I took an Astronomy class last year. We had to read a series of articles about the Top Ten Astronomical Discoveries of recent years. We had to summarize all of them, then pick one and expand on it. I've eliminated the summary paragraphs (you can thank me later), and left just the good parts:
Despite my general self-absorption within my own universe, I discovered that I can draw several parallels between my world and the much larger external one. Specifically, I was intrigued by the article about the search for planets that could potentially support life because I, too, have been searching for life as diligently as any college-educated scientist. I have spent a great deal of time considering what it takes to create a habitable (or inhabitable) zone. However, where scientists have lamented their inability to find proof of life beyond our world, I have celebrated my failure.

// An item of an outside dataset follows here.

PR #521, opened 2023-10-16
openamp: add new API rpmsg_virtio_get_rx_buffer_size()

CV-Bowen:
With this API, user can get the rx buffer size, and use this buffer safer in endpoint callback function.
Follow shows an example:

It just so happens that the universe I’ve been combing through is located on the top of my eight year old’s head and not outside the Milky Way. While the scope of my search is arguably smaller than theirs, I contend that my search is every bit as challenging and important as my counterparts'. The average human head contains between 100,000 and 150,000 hairs while the universe is estimated to contain upwards of 100 billion stars. Before awarding science the victory in this round, let us consider that I also had to search the rest of the family for signs of life, too. An average 125,000 hairs times 4 familial heads equals a half a million strands of hair to meticulously inspect. Not to mention, scientists have much more advanced tools to aid them in their search. They have powerful telescopes, and networks of supercomputers at their disposal. I, on the other hand, am armed with a comb and my not-as-sharp-as-it-used-to-be eyesight. I’m thinking I may win this round, or at least it’s a draw.
Apparently all it takes to be hospitable to your average louse is a head with hair, and it also helps if the host is living. Qualifications for a planet to host life are a little more complex. The planet has to be near enough to a star for warmth, but not too close. It has to have a significant atmosphere (but again, not too much), be spinning at the just the right rate, be lucky enough to have water and (hopefully) oxygen. I’ll concede this round to the scientists.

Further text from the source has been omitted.